You hit the nail on the head... she is also narcissistic which is something I

also recently come to understand about her.

Thanks for your idea to bring up about someone else having more money-that may

put her in her place. I just felt sorry for her as I know she is trying to have

something to talk about at the dinner table and doesnt know what else to talk

about. When I try to bring up other topics to get her away from the subject of

'money' -she either cant releate or tries to engage for a little bit but it

somehow leads back to money. Extremely frustrating. My husband is annoyed with

it but also understands whats going on as I have addressed her mental illness to

him. He's being as patient as any spouse can be.
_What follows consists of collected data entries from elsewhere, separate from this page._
PR #1118, opened 2024-10-22
Footnote citations

saisakul:
## Context

We need citations to help users understand where the LLM use the information to answer users' queries.

The AI backend now tracks which documents were sent to the LLM and which pieces of text are cited separately. These are reported to the django app separately too (with a new callback). We're currently twisting these into shape to match the current sources frontend style but we have the data to do more.

All chunks now have a metadata 'uri' which is the link or filename to their source document. This is responsible for a large number of small changes and is part of the silly size of this PR.

The retrieval prompt is very important and agentic search will break if it isn't set correctly!

- Update retrieval response prompt so that it returns citations. The response now returns 1) markdown_answer and 2) citations.
- Add StructureOutput to handle citations. 
- Add `citations` to RedboxState

Example response:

She wants to be close with my

son and doesnt know how so she gives him money all the time as her way of

connecting with him - sad :( If she only knew that her hugs/kisses and words

of encouragement alone would do wonders and not money but she just doesnt know

how.

Growing up, she would literally buy my brother and I a car and we didnt know any

better - as young teenagers, who wouldnt want a car bought for them. Only to

find out later that she would hold it over us when it was convenient. She's

already trying to do it with my son but I have put the brakes on it already

saying he does not deserve a car this young and he will need to earn it.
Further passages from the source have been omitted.